Notre monde est une grande énigme. Le Liban noyé dans sa géographie subit les tourments et les malheurs par le fait de sa position et de ses engagements. Nos politiques naviguent dans un océan de jeu émotionnel loin des rivages rationnels. Ils entraînent le peuple vers des abîmes sans limites, de souffrance, de désorientation et de dégâts. Sans faire le procès de ce déraillement, travaillons à panser les plaies, calmer les malheureux et secourir les rescapés.

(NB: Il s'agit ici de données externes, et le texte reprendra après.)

PR #648, opened 2021-12-11
Searcher::add_reader() rejects duplicate readers

### LINKED ISSUE #108: Prevent the same zim file from being added twice
Currently the implementation of `void Searcher::add_reader` simply store `Reader` in a vector. User can perform the following actions:

- add the same `Reader` object multiple times
- add different  `Reader` instance of the same zim file 

which may result in multiple xapian database of the same zim file being added to the search. (I am not sure if `zim::Search` handles such cases).

It might be better to figure out if the `Reader` of a specific zim file is already added to the search. If already added, simply return and do nothing. We might be able to achieve this by using a `std::unordered_map<std::string, std::shared_ptr<kiwix::Reader>> readers` internally.

veloman-yunkan:
Fixes #108

The simplest solution relying on linear search among previously added readers is implemented on the assumption that `Searcher::add_reader()` will hardly be the bottleneck if we need to search in hundreds of ZIM files.

### DIFF
--- a/src/searcher.cpp
+++ b/src/searcher.cpp
@@ -94,6 +94,12 @@ bool Searcher::add_reader(Reader* reader)
   if (!reader->hasFulltextIndex()) {
       return false;
   }
+
+  for ( const Reader* const existing_reader : readers ) {
+    if ( existing_reader->getZimFilePath() == reader->getZimFilePath() )
+      return false;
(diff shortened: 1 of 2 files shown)


kelson42:
@mgautierfr Any feedback on this?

Dans le brouillard de la guerre, les visions se multiplient sur les réseaux sociaux. Il s’ouvre un débat permanent de haine, d’agressivité, de déchaînement des passions sans limite mais ô combien maléfique. S’ajoute à cette ambiance la chaîne de déclarations des responsables aussi diverses et contradictoires, qui favorisent une société de division et d’intolérance complètement déshumanisée. La société se divise de façon horizontale et de façon longitudinale. Les médias traditionnels et les applications de réseaux sociaux ne sont pas en reste. Dans le marché des idées, c’est la confrontation des opinions, le choc des convictions qui dérèglent le paysage loin de toute vérité. La vérité semble sous les décombres car la vérité n’est pas photogénique et on voit fleurir le vice et le mensonge et les excès en tout genre. Nos politiques abusent du pouvoir et captent le désir des gens en général afin de les soumettre. En fait, il faut beaucoup d’intelligence et de courage pour agir, et c’est ce qui manque à la caste politique. Savent-ils que plus la violence gagne du terrain, plus la démocratie s’enfonce et s’éloigne. Chaque fois que l’on démantèle l’État, qu’on le déconstruit, qu’on empêche son fonctionnement, on désorganise le peuple et on l’enfonce dans la misère.
Le Liban est englué dans des interprétations mythologiques provenant tant d’Israël d’un côté que de l’idéologie des mollahs iraniens de l’autre. La cause palestinienne et les Palestiniens ne sont que des prétextes, des figurants dans cette confrontation. Chaque groupe définit un « ennemi existentiel » qui va justifier sa propre existence (son identité, ses valeurs). C’est la jonction et la confusion tant affectives que politiques. C’est en « satanisant » l’ennemi à qui on prête tous les vices qu’on arrive à se définir. La guerre que nous subissons au Liban dépasse le corps-à-corps ou le fusil simpliste. C’est la guerre par machines interposées (avions, obus, drones, fusées de tout genre…), par l’intelligence artificielle. Bientôt par les robots qui déshumanisent l’ennemi. On est passé à la performance technologique sans émotion comme les guerres dans les jeux vidéo. Le pays tout entier est sauvagement agressé par une force multiarmée, sous prétexte d’anéantir la milice du Hezbollah. Ce dernier continue de provoquer l’ennemi sous différents prétextes, tantôt pour soutenir le Hamas, tantôt pour libérer les territoires occupés par Israël. Ce conflit est soutenu et dirigé par l’Iran d’un côté et l’Amérique et Israël de l’autre côté. Cette guerre est disproportionnée par tous les moyens et n’est pas établie par une stratégie commune. On tombe dans l’action d’une obstination déraisonnable entre les belligérants. Cette guerre entraîne la responsabilité du fort vis-à-vis du faible. Mais aussi ça n’innocente pas le supposé faible qui va provoquer le fort. Les deux étant guidés par des visions mythologiques imprégnées de religieux, d’idéologie et d’autres excuses. C’est la guerre pour la guerre. Elle entraîne la mort de dizaines de milliers de civils, de femmes, d’enfants, de vieillards. Elle entraîne des destructions, la famine et le déplacement de la population. Mais tout cela est considéré comme des dommages collatéraux. Les appellations « génocide » ou « purification ethnique », l’« exil de la population » deviennent des discussions académiques.Que devient notre peuple libanais dans cette lutte irano-israélienne ? Que deviennent les Palestiniens ?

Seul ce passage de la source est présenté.